PR #260, opened 2026-05-14
chore: update uv.lock

0ctagon:
Fixing vulnerabilities.


cyrraz (approved):
Thank you for fixing vulnerabilities.

PR #264, opened 2026-06-12
fix: prevent input mutation and figure leaks in plotters

0ctagon:
:robot: Claude Opus

- plot_hist: fix np.nan_to_num(values, 0) passing 0 as copy arg (in-place mutation)
- plot_model / plot_data_model_comparison: deep-copy unstacked_kwargs_list dicts
- plot_model: use list comprehension instead of [{}]*n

§ EXERCISE DESCRIPTION
Look through the records for the word "opened". Every line that has it should be copied.

§ ANSWER
PR #260, opened 2026-05-14
PR #264, opened 2026-06-12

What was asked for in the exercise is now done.